Whether decentralisation is technical, managerial, highly regulated and
adds to inequity or whether it fosters local democratically decided educational
reforms is the issue, and it is the issue regardless of whether the shift
is dramatic or gradual.
In all OECD countries we see the continuation
of the test - data - outcome - report card driven approach to education
policy. While it may be extensively criticised, there is little sign of
change. Data creates the rationale for government policy intervention and
as long as the dominant view of economic recovery is dependent on a "floor"
of training for the potential and actual labour force, then governments
will want to retain tight policy control of schools and universities. Testing
and data collection is in its infancy in Australia and we might reasonably
expect to see decisions to intensify the practice.

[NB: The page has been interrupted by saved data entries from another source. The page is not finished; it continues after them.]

PR #239, opened 2019-09-13
Sarkars/use in graph ngfunc instead of deserializing

sayantan-nervana:
1. Avoid `deserialize` then `serialize`. Directly use the ng function serialized string in case we have to dump it during errors

2. Also, we do not need a cache of exec->ng_function, as long as we have a cache of ng_exec->serialized_ng_func_string. Because the only reason we had `m_ng_function_map` was to serialize and dump in case of errors. Now that we have `m_serialized_ng_function_map`, `m_ng_function_map` is not needed for both aot and non-aot paths

3. Move TranslateGraph AFTER backend creation in AOT encapsulates path (since some TF nodes like CNMS/gather need backend specific ops)

4. Pulling in the minor fix of PR247

https://jira.devtools.intel.com/browse/NGTF-2276


ngraph_bridge/ngraph_encapsulate_impl.cc
```diff
@@ -134,32 +134,37 @@ Status NGraphEncapsulateImpl::GetNgExecutable(
...
       }
-      ng_function = ng::deserialize(itr->second);
+      serialized_ng_func = itr->second;
     }
 
-    auto function_size = ng_function->get_graph_size() / 1024;  // kb unit
+    int function_size;
+    if (!m_do_aot) {
+      function_size = ng_function->get_graph_size() / 1024;  // kb unit
+    }
```
avijit-nervana: If not not - then function size not calculated - is that ok?

ngraph_bridge/ngraph_encapsulate_impl.cc
```diff
@@ -134,32 +134,37 @@ Status NGraphEncapsulateImpl::GetNgExecutable(
...
 
     // Serialize to nGraph if needed
     if (std::getenv("NGRAPH_ENABLE_SERIALIZE") != nullptr) {
       std::string file_name = "tf_function_" + m_name + ".json";
-      NgraphSerialize("tf_function_" + m_name + ".json", ng_function);
+      DumpStringToFile("tf_function_" + m_name + ".json", serialized_ng_func);
```
avijit-nervana: Rename this function from `DumpStringToFile` to `StringToFile`.

ngraph_bridge/ngraph_encapsulate_impl.cc
```diff
@@ -134,32 +134,37 @@ Status NGraphEncapsulateImpl::GetNgExecutable(
     MemoryProfile(vm0, rss0);
 
     NGRAPH_VLOG(1) << "Compilation cache miss: " << m_name;
+    string serialized_ng_func;
     if (!m_do_aot) {
       TF_RETURN_IF_ERROR(Builder::TranslateGraph(input_shapes, static_input_map,
                                                  &m_graph, ng_function));
       ng_function->set_friendly_name(m_name);
+      serialized_ng_func = ngraph::serialize(ng_function, 4);
```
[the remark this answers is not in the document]
sayantan-nervana: 4 is the indentation size. By default it is 0. 4 is a reasonable indentation size that makes the dumped json look well-formatted and is used in other places in the bridge like `NgraphSerialize` (https://github.com/tensorflow/ngraph-bridge/blob/6286fdddd19033a840ea0795742d2edc4d8f7213/ngraph_bridge/ngraph_utils.cc#L315)

ngraph_bridge/ngraph_encapsulate_impl.cc
sayantan-nervana: Here is the description: https://github.com/NervanaSystems/ngraph/blob/0a6f5bca7de2013518fe5124534b6a6ca97970f7/src/ngraph/function.hpp#L109

Given that the function is not a reliable measure, will remove it as discussed f2f.

Currently we specify cache depth rather than memory consumption through the environment flag.

ngraph_bridge/ngraph_utils.cc
```diff
@@ -312,12 +312,15 @@ Status CheckAxisDimInRange(std::vector<int64> axes, size_t rank) {
 void NgraphSerialize(const std::string& file_name,
                      const std::shared_ptr<ngraph::Function>& ng_function) {
   NGRAPH_VLOG(0) << "Serializing graph to: " << file_name << std::endl;
-  std::string js = ngraph::serialize(ng_function, 4);
+  StringToFile(file_name, ngraph::serialize(ng_function, 4));
+}
+
+void StringToFile(const std::string& file_name, const std::string& contents) {
```
shresthamalik: Have we check if the dumped .json is able to load on nGraph?

sayantan-nervana: Checked the following:
```
NGRAPH_ENABLE_SERIALIZE=1 python mnist_deep_simplified.py
../../../nbench -f tf_function_ngraph_cluster_23.json -b CPU
```
which works

ngraph_bridge/ngraph_encapsulate_impl.cc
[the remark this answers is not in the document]
avijit-nervana: Add a comment stating this. Ideally you should define a constant with the same name

ngraph_bridge/ngraph_utils.cc
avijit-nervana: Add a unit test to do the same if one doesn't exist.

ngraph_bridge/ngraph_encapsulate_impl.cc
```diff
@@ -134,32 +134,32 @@ Status NGraphEncapsulateImpl::GetNgExecutable(
...
             signature);
       }
-      ng_function = ng::deserialize(itr->second);
+      serialized_ng_func = itr->second;
     }
 
-    auto function_size = ng_function->get_graph_size() / 1024;  // kb unit
-
     // Serialize to nGraph if needed
     if (std::getenv("NGRAPH_ENABLE_SERIALIZE") != nullptr) {
```
shresthamalik: While we are at it should we change it to NGRAPH_TF_ENABLE_SERIALIZE?

ngraph_bridge/ngraph_encapsulate_clusters.cc
```diff
@@ -793,6 +789,14 @@ Status EncapsulateClusters(
           }
           TF_RETURN_IF_ERROR(BackendManager::CreateBackend(
               op_backend_name));  // Created a backend here. must free it
+          // TranslateGraph must be called AFTER CreateBackend because some TF
+          // ops like CNMS and gather use backend specific nodes
+          TF_RETURN_IF_ERROR(Builder::TranslateGraph(
+              input_shapes, static_input_map, &graph_for_current_encapsulate,
+              ng_function));
+          int json_indentation = 4;
```
shresthamalik: Curious, why are we translating here? 
Is is to attach the ng_function in tf2ngraph? The ngfunction is different for different shapes in case the graph has static inputs, right?

ngraph_bridge/ngraph_encapsulate_impl.cc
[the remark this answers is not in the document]
sayantan-nervana: Added a pytest

ngraph_bridge/ngraph_encapsulate_clusters.cc
sayantan-nervana: AOT is only supported for certain kinds of graphs. static inp is not suported. https://github.com/tensorflow/ngraph-bridge/blob/master/ngraph_bridge/ngraph_encapsulate_clusters.cc#L712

The issue may well be
then how much energy we decide to expend on ensuring that the data is a
realistic picture of what schools and students can do.
2. The pragmatic approach?
It is clear from the above that the current tensions around increases in
managerial work, handling increased pressure from the community, increased
public scrutiny, increased accountability, inadequate resources, and increasing
contradictions between reform literature and government policy approaches,
are unlikely to go away ( these issues are outlined in Section D). They
may change shape if there is a change in government at state or federal
level. There may be some loosening of regulation - for example or a decrease
in petty rules and paperwork as the new technology platforms are integrated
and improved. But in general, the Principals' job will continue to require
long hours and large amounts of managerial tasks and responsibilities.
This raises a major strategic question for Principals.
- If the educational reform efforts of Principals
are not explicitly recognised and rewarded
- If the current policy is to reward managerial and technical tasks
- If some of those tasks might be better retained centrally or done by
a specialised officer under the supervision of the Principal
- If the job and person description fails to recognise the diversity of
demands that are required in different locations
- If current regulatory frameworks increase the work load and make the
work of the school itself more difficult, then
Is a demand for remuneration for current unacceptable practices a tacit
acceptance of the situation?
Is it possible to have a position of accepting money for things that you
then intend to change - would this then mean accepting a pay decrease if
they changed?
Is it sensible to refuse remuneration for tasks that must be and are done,
even if they are not our preferred way of doing things?
Pragmatics dictate that refusing money for
work that is actually done is foolish. However, what tends to be the result
is that until there is a major shift in macro government policy, further
incremental demands will build on the present agreements and arrangements.
Principals therefore need to be clear about their bottom line - things
that are absolutely unacceptable - and continue to present critique and
alternative options, modifications and adaptations to policy prescriptions.